The suit by PRIAC, a Prudential Financial subsidiary, was filed in the U.S. District Court for the Southern District of New York in PRIAC’s fiduciary capacity for certain of its defined benefit and defined contribution clients, according to a U.S. Securities and Exchange Commission (SEC) filing. Also named in the filing as a defendant is State Street Bank and Trust Company (State Street).
The SEC filing says the suit seeks restitution of losses attributable to funds using what PRIAC contends were misrepresented money management strategies that “failed to exercise the standard of care of a prudent investment manager.”

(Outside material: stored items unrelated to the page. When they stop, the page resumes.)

PR #491, opened 2025-10-07
feat: move select chain to the end

etorreborre:
This PR moves the `select_chain` stage to the end of the processing graph in order to make sure that we only select a best chain when a new block is valid:

```mermaid
graph TD
    receive_header[receive header]
    store_header[store header]
    validate_header[validate header]
    fetch_block[fetch block]
    store_block[store block]
    validate_block[validate block]
    select_chain[select chain]
    forward_header[forward header]

    downstream([downstream])
    store@{ shape: cyl, label: "Chain store" }
    net@{ shape: delay, label: "Peers" }

    upstream([upstream]) -.-> net
    upstream -- chain sync --> pull
    pull -- ChainSyncEvent(Vec(u8)) --> receive_header

    receive_header -- NewHeader --> store_header
    receive_header -- ValidateBlock::Rollback --> validate_block
    receive_header -- ChainSyncEvent::CaughtUp --> select_chain

    store_header -.-> store
    store_header -- NewHeader --> validate_header

    validate_header -- FetchBlock --> fetch_block

    fetch_block -- StoreBlock --> store_block
    fetch_block -.-> net

    store_block -.-> store
    store_block -- ValidateBlock::RollForward --> validate_block

    validate_block -.-> store
    validate_block -- ChainSyncEvent::RollForward --> select_chain
    validate_block -- ChainSyncEvent::Rollback --> select_chain

    select_chain -- ForwardHeader::RollForward --> forward_header
    select_chain -- ForwardHeader::Rollback --> forward_header

    forward_header --> downstream
    downstream -.-> net
```

The messages sent between stages have also been reworked so that we send messages directly to the relevant stages without having them needlessly pass-through some stages. For example, if we receive a rollback event we can directly send that event to the ledger to rollback the corresponding block (in the `validate_block` stage), without having to go through the `fetch_block` stage.

For clarity the failures and errors in each stage have been extracted out to a separate diagram:
```mermaid
graph LR
    receive_header[receive header]
    store_header[store header]
    validate_header[validate header]
    fetch_block[fetch block]
    store_block[store block]
    validate_block[validate block]
    select_chain[select chain]

    disconnect_peer[disconnect peer]
    panic[panic]

    receive_header -- malformed header --> disconnect_peer
    validate_header -- invalid header --> disconnect_peer
    fetch_block -- fetch error --> disconnect_peer
    validate_block -- invalid block --> disconnect_peer
    select_chain -- invalid chain --> disconnect_peer

    store_header -- storage failure --> panic
    store_block -- storage failure --> panic
```

Note: as discussed with @rkuhn I added a commit to put `StageRef::named` under a `test-utils` feature flag.


crates/amaru-consensus/src/consensus/events.rs
```diff
@@ -75,237 +75,306 @@ impl fmt::Debug for ChainSyncEvent {
...
+impl PartialEq for NewHeader {
+    fn eq(&self, other: &Self) -> bool {
+        self.header == other.header && self.peer == other.peer
+    }
 }
 
 #[derive(Clone, Serialize, Deserialize)]
-pub enum ValidateBlockEvent {
-    Validated {
+pub enum ForwardHeader {
```
abailly, line 130: this is in effect changing the semantics of this structure from being an _event_ (something happen) to being a _Command_ (do something). That's not how it was intended and I personally would not want to do it that way. To be fair the original name was incorrect it should have been `ValidatedBlock` possibly dropping the `Event` suffix.

crates/amaru-consensus/src/consensus/events.rs
```diff
@@ -75,237 +75,306 @@ impl fmt::Debug for ChainSyncEvent {
...
             _ => false,
         }
     }
 }
 
-#[derive(Debug, Clone, Serialize, Deserialize)]
-pub enum BlockValidationResult {
-    BlockValidated {
+#[derive(Clone, Serialize, Deserialize)]
+pub struct FetchBlock {
```
abailly, line 195: Same remark as above: instead of having a stage producing an event representing the result of its computation (`BlockValidated` or `BlockInvalid`) this is instructing some downstream stage to  `FetchBlock`

crates/amaru-consensus/src/consensus/events.rs
```diff
@@ -75,237 +75,306 @@ impl fmt::Debug for ChainSyncEvent {
...
+}
+
+impl PartialEq for FetchBlock {
+    fn eq(&self, other: &Self) -> bool {
+        self.header == other.header && self.peer == other.peer
+    }
+}
+
+#[derive(Clone, Serialize, Deserialize)]
+pub struct StoreBlock {
```
abailly, line 240: Same remark as above.

crates/amaru-consensus/src/consensus/events.rs
```diff
@@ -75,237 +75,306 @@ impl fmt::Debug for ChainSyncEvent {
...
+}
+
+impl PartialEq for StoreBlock {
+    fn eq(&self, other: &Self) -> bool {
+        self.header == other.header && self.peer == other.peer
+    }
+}
+
+#[derive(Clone, Serialize, Deserialize)]
+pub enum ValidateBlock {
```
abailly, line 306: Same remark as above.

abailly (changes requested):
Again this PR contains 2 orthogonal changes, one of which I disagree with: 
* moving select chain at the end 👍 
* renaming events and changing their semantics 👎 

I would appreciate if the latter was actually discussed, perhaps over another PR, before enacting this change.

crates/amaru-consensus/src/consensus/events.rs
etorreborre: I totally agree with the awkward command naming I introduced. In that case would `ValidatedBlock` even be the proper name? Wouldn't something like `NewChainSelectionResultAvailable`, be more appropriate, knowing that in the present graph, this also means that, if a block had to be validated, it is now valid?

But fundamentally I think I introduced those names because they decouple stages. When we arrive at the `fetch_block` stage, from that stage point of view, it does not really matter that its header was already stored or validated. That doesn't change the work it has to do. It feels to me that the only things that look like events are:

 - `receive_header` because it receives information about different things that happened outside of the node.
 - `select_chain` for the same reason (with some storing/fetching/validating in the middle). 

In any case I can revert back to a more eventful naming, if you agree on the structure of the graph, which I think is the most important part of this PR.

abailly: I would like this PR to be about one and only one thing, namely to move `select_chain` at the end of the processing pipelining, _without_ any other change. 
Then I am happy to have a work session with you on redesigning the structure of the graph and the naming of events.

etorreborre: OK I can limit the changes but there needs to be _some_ event changes since we reshuffle stages.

The filing did not give details about the alleged misrepresentations.
The filing said “PRIAC also intends to vigorously pursue any other available remedies against SSgA and State Street in respect of this matter,” but did not elaborate on what other steps it might take.
Prudential is taking an approximately $80 million pre-tax charge against its third-quarter earnings to cover payments to affected plan clients who suffered losses from the SSgA funds and who authorize PRIAC to represent them in the suit, according to the document.
The charge, PRIAC asserted, is “in order to protect the interests of the affected plans and their participants while PRIAC pursues these remedies.”
The Wall Street Journal reports that Prudential said the losses were suffered in accounts held by 28,000 individuals in 165 retirement plans that it markets. Prudential said it had placed its clients in two State Street funds, the Intermediate Bond Fund and the Government Credit Bond Fund, that SSgA had marketed as investments that would provide “stable, predictable returns” in line with an index of U.S. government and corporate bonds, according to the WSJ. Prudential claims State Street changed its investment strategy over the summer without notification and devoted a large portion of the funds’ investments to financial instruments that included “asset-based securities that overwhelmingly derived their value” from home-equity loans, mortgage-backed securities swaps, and derivatives, according to the WSJ, and that SSgA recently informed Prudential it held a position in “a synthetic index whose returns are linked to 20 subprime U.S. mortgage pools.”
Hannah Grove, aState Street spokeswoman, told the Journal the company was “extremely disappointed” by Prudential’s actions and “we intend to vigorously defend ourselves. The recent market conditions and lack of liquidity were unprecedented,” she said, according to the report. “An unfortunate result of such market events is that some funds lost value.”